Se trata, en resumen, de poner el país ante una dicotomía tajante de criaturas monstruosas: Frankenstein —que, al fin y al cabo, ya es casi de la familia— o el tenebroso Godzilla del PP-voxismo. El supuesto de partida es que, en semejante trance, la mayoría aritmética caerá siempre de su lado: el temor a la amenaza de Godzilla pesará más que los abusos y fracasos de Frankenstein. Ese es el marco sobre el que Iglesias pronostica que no habrá alternancia en el poder en muchos años.

Frankenstein frente a Godzilla es el escenario que Iglesias y Redondo preparan con mimo para 2023. Lo malo es que tienen razón: esa es la única apuesta ganadora para este Gobierno, aunque catastrófica para España, cualquiera que fuera el monstruo victorioso.

Con todo, la mejor noticia que ha traído esta moción de censura es el resultado de la votación. 298 diputados, abarcando todo el espectro político, rechazan la ofensiva de la extrema derecha autoritaria. Ese será el titular en la prensa mundial. Al fin, un mensaje saludable para la imagen averiada de la democracia española. Y un contratiempo —puede que solo pasajero— para los patrocinadores y beneficiarios principales de la lógica de la confrontación. Iglesias y Sánchez habrían preferido otro resultado.

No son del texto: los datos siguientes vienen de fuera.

PR #4447, opened 2021-11-09
[Ubuntu] Pin MongoDB to the specific version defined in the toolset

shilovmaksim:
# Description
We need to move mongo along with some other tools to the toolset on all OSes to make versions control more granular.

## Check list

### DIFF
--- a/images/linux/scripts/installers/mongodb.sh
+++ b/images/linux/scripts/installers/mongodb.sh
@@ -6,17 +6,21 @@
 
 # Source the helpers
 source $HELPER_SCRIPTS/os.sh
+source $HELPER_SCRIPTS/install.sh
 
 REPO_URL="https://repo.mongodb.org/apt/ubuntu"
+osLabel=$(getOSVersionLabel)
+toolsetVersion=$(get_toolset_value '.mongodb.default')
+latestVersion=$(curl $REPO_URL/dists/$osLabel/mongodb-org/ | grep $toolsetVersion\.. | awk -F'>|<' '{print $3}' | tail -1)
 
 #  Install Mongo DB
-wget -qO - https://www.mongodb.org/static/pgp/server-5.0.asc | sudo apt-key add -
-version=$(getOSVersionLabel)
-echo "deb [ arch=amd64,arm64 ] $REPO_URL $version/mongodb-org/5.0 multiverse" | sudo tee /etc/apt/sources.list.d/mongodb-org-5.0.list
+wget -qO - https://www.mongodb.org/static/pgp/server-$latestVersion.asc | sudo apt-key add -
+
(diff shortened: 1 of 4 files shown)


images/linux/toolsets/toolset-1804.json
```diff
@@ -329,5 +329,8 @@
             "name": "yarn",
             "command": "yarn"
         }
-    ]
+    ],
+    "mongodb": {
+        "default": "5"
```
miketimofeev, line 334: maybe version instead of the default? As we don't have multiple versions anyway 😃

shilovmaksim: Sure we can. I just used existing naming =)

miketimofeev: I should have left the same comment for nodejs, but forgot

images/linux/scripts/installers/mongodb.sh
```diff
@@ -6,17 +6,21 @@
 
 # Source the helpers
 source $HELPER_SCRIPTS/os.sh
+source $HELPER_SCRIPTS/install.sh
 
 REPO_URL="https://repo.mongodb.org/apt/ubuntu"
+osLabel=$(getOSVersionLabel)
+toolsetVersion=$(get_toolset_value '.mongodb.default')
+latestVersion=$(curl $REPO_URL/dists/$osLabel/mongodb-org/ | grep $toolsetVersion\.. | awk -F'>|<' '{print $3}' | tail -1)
```
miketimofeev, line 14: maybe slightly change to this to get rid of `\..`?
```suggestion
latestVersion=$(curl $REPO_URL/dists/$osLabel/mongodb-org/ | awk -F'>|<' '{print $3}' | grep "^$toolsetVersion" | tail -1)
```

miketimofeev (dismissed):

images/linux/toolsets/toolset-1804.json
shilovmaksim: Updated

images/linux/scripts/installers/mongodb.sh
shilovmaksim: Updated

images/linux/scripts/tests/Databases.Tests.ps1
```diff
@@ -3,7 +3,8 @@ Describe "MongoDB" {
         @{ ToolName = "mongo" }
         @{ ToolName = "mongod" }
     ) {
-        "$ToolName --version" | Should -ReturnZeroExitCode
```
miketimofeev, line 6: I think it makes sense to leave this test as well

miketimofeev (approved):

images/linux/scripts/tests/Databases.Tests.ps1
shilovmaksim: As discussed keeping this is redundant

al-cheb (approved):

PR #4527, opened 2021-11-16
CI: Run linter only on changes of JSON and MD files

EwoutH:
This PR updates the CI linter workflow to only run if a JSON of MD file is changed. This saves CI time on PRs that only have changes to other file types.

Also updates [github/super-linter](https://github.com/github/super-linter) to version 4.

### DIFF
--- a/.github/workflows/linter.yml
+++ b/.github/workflows/linter.yml
@@ -21,7 +21,7 @@ jobs:
           fetch-depth: 0
 
       - name: Lint Code Base
-        uses: github/super-linter@v4
+        uses: github/super-linter/slim@v4
         env:
           VALIDATE_ALL_CODEBASE: false
           GITHUB_TOKEN: ${{ secrets.GITHUB_TOKEN }}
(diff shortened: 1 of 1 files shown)


EwoutH:
Noticed some additional things in the linter job, feel free to squash when merging.

.github/workflows/linter.yml
```diff
@@ -5,6 +5,9 @@ name: Linter
 on:
   pull_request:
     branches: [ main ]
+    paths:
+      - '**.json'
+      - '**.md'
```
catthehacker, line 10: This prevents running linter when only shell file have changes

EwoutH: Does that matter if only the JSON and Markdown files are linted?

If so, is there a certain file extension that needs to be included?

catthehacker: https://github.com/actions/virtual-environments/blob/499a9c967ffc320d970b964f57230065d08aa1f5/.github/workflows/linter.yml#L32-L34

EwoutH: It now also runs on changes to `.sh` files, which the shebang linter checks. Thanks!

miketimofeev (approved):

miketimofeev:
@EwoutH looks good, thanks!
@catthehacker thanks for the review!

PR #40, opened 2020-12-14
make hexToRgba recognize CSS custom properties

andreiglingeanu:
Solves the problem of applying the opacity onto the colors from the Gutenberg color palette, when the color palette contains a CSS Custom Property. It expects the css variable to be defined on the `:root` element.

How to test:

Apply this palette to Gutenberg:

```php
add_theme_support( 'editor-color-palette', [
    [
        'name' => __( 'Palette Color 1', 'blocksy' ),
        'slug' => 'palette-color-1',
        'color' => 'var(--paletteColor1)',
    ],

    [
        'name' => __( 'Palette Color 2', 'blocksy' ),
        'slug' => 'palette-color-2',
        'color' => 'var(--paletteColor2)',
    ],

    [
        'name' => __( 'Palette Color 3', 'blocksy' ),
        'slug' => 'palette-color-3',
        'color' => 'var(--paletteColor3)',
    ],

    [
        'name' => __( 'Palette Color 4', 'blocksy' ),
        'slug' => 'palette-color-4',
        'color' => 'var(--paletteColor4, #fff)',
    ],

    [
        'name' => __( 'Palette Color 5', 'blocksy' ),
        'slug' => 'palette-color-5',
        'color' => 'var(--paletteColor5, rgba(0, 0, 0, 0.5))',
    ]
]);
```

With that in place, define these CSS variables from:

```css
:root {
  --paletteColor1: red;
  --paletteColor2: green;
  --paletteColor3: blue;
  --paletteColor4: pink;
  --paletteColor5: black;
}
```

With this in place, `hexToRgba()` will be able to apply the opacity correctly. I'll be happy to change the implementation if this somehow doesn't fit the project's guidelines and rules.

---

This approach for the Color Palette is used in [Blocksy](https://wordpress.org/themes/blocksy/) and there were no problems with this up until now. Hope this fix could be included in Kadence Blocks for a better compatibility between the two tools.

A similar PR was applied on [Stackable](https://github.com/gambitph/Stackable/pull/706) and [Kadence](https://github.com/kadencewp/kadence-blocks/pull/106) blocks and runs with success so far.

---

_Note_: Kadence and Stackable lack the support for defaults and rgba values in defaults. The code in this PR offers this. Happy to update the implementation as the review moves ahead.

### DIFF
--- a/src/utils/hex-to-rgba/index.js
+++ b/src/utils/hex-to-rgba/index.js
@@ -34,7 +34,6 @@ export default function hexToRGBA( hex, alpha ) {
 		}
 	}
 
-
 	if ( ! alpha && 0 !== alpha ) {
 		return hex;
 	}
--- a/src/utils/hex-to-rgba/index.js
+++ b/src/utils/hex-to-rgba/index.js
@@ -10,6 +10,31 @@ export default function hexToRGBA( hex, alpha ) {
 		return '';
 	}
 
+	/**
+	 * Detect CSS variables in form of var(--color) and get their current
+	 * values from the :root selector.
+	 */
+	if ( hex.indexOf( 'var(' ) > -1 ) {
+		let variableName = hex.match('--[a-zA-Z0-9]*')[0]
+
+		hex = window.getComputedStyle( document.documentElement )
+			.getPropertyValue( variableName ) || '#fff'
+
+		if ( hex.indexOf( 'rgb' ) > -1) {
+			const rgba = hex.replace( /^rgba?\(|\s+|\)$/g, '' ).split( ',' );
+
+			hex = `#${(
+				( 1 << 24 ) +
+				( parseInt( rgba[ 0 ] ) << 16 ) +
+				( parseInt( rgba[ 1 ] ) << 8 ) +
+				parseInt( rgba[ 2 ] )
+			)
+				.toString( 16 )
+				.slice( 1 )}`;
+		}
+	}
+
+
 	if ( ! alpha && 0 !== alpha ) {
 		return hex;
 	}


tomusborne:
Thanks for this!

Just tested, and I'm not sure it's working with GenerateBlocks as it is right now. Have you given it a shot (especially on the frontend)?

Can you expand a bit on what this PR is fixing? Is it allowing the Opacity slider to apply to `var()` values?

When I was playing with allowing global colors, I figured something like this would work fine:

```
if ( hex.indexOf( 'var(' ) > -1 ) {
    return hex;
}
```

As of right now, I'm not overly happy with having a separate value for opacity and having to depend on a function to convert it to RGBA - we'll be looking at deprecating the slider and simply allowed rgba values in the color picker.

Thanks again for the PR!

andreiglingeanu:
@tomusborne Completely agree. The other downside that I've found with the approach from this PR is the fact that when the global colors get updated, the change doesn't get picked up in the block settings, because it literally gets converted into a hex value at that point in time.

Deprecating the slider is not the best option too, frankly, because people may want to use the palette color (most often it's a solid color there) and apply just a slight opacity to it. Besides that, that's how the Gutenberg color picker works already, you'll have to make your own color picker to have this deprecation.

tomusborne:
Is it common to be able to add opacity to a CSS global variable color? I haven't seen much of that before - I feel like if a global color wants opacity, it should likely be defined that way?

I think the first step is to allow the picker to at least accept variables, which should be easy.

webhouse-dev:
Any updates on this?

tomusborne:
At this point, my plan is to:

1. Introduce an alpha slider inside the actual color picker, so it's not necessary to convert hex to rgba.
2. Allow variables as a value for the color picker.

So you won't be able to apply transparency to your global colors, but I think that's a good thing. You should apply the transparency to the global color itself when it's defined vs changing it in the UI.

andreiglingeanu:
@tomusborne Is there anything that we can do to help move this forward? Do you think we can get this solution merged in and get it to work on top of your solution? I don't see how these two would conflict even if both implemented. And in case you need to convert hex to rgba at some point -- variables will be handled out of the box.

---

Long term though, I don't like the conversion either. Because this way we loose the connection with the variable and you put the hex value at that point in time as the background. And this way further updates to the color palette will be ignored.

tomusborne:
I've actually done some work on this in the 1.4.0 branch. Our color picker no longer has an opacity slider, and it accepts CSS variables. I think it should handle most things this PR was hoping to fix. Let me know 🙂

andreiglingeanu:
@tomusborne confirmed, that branch handles everything correctly, thanks a lot! Closing this PR as it's no longer needed.

Hope this one's close to being released 🤞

Los jugadores de póker suelen decir que si tras los primeros cinco minutos de la partida no sabes quién es el pichón de la mesa, es que el pichón eres tú. En esta partida de la moción de censura, el consenso político y mediático señalaba a Pablo Casado como la víctima propiciatoria. Todos esperaban obtener ganancias a costa del líder del PP. Un clima al que él contribuyó dejando crecer hasta el último instante la duda —si real o fingida, nunca lo sabremos— sobre el sentido de su voto.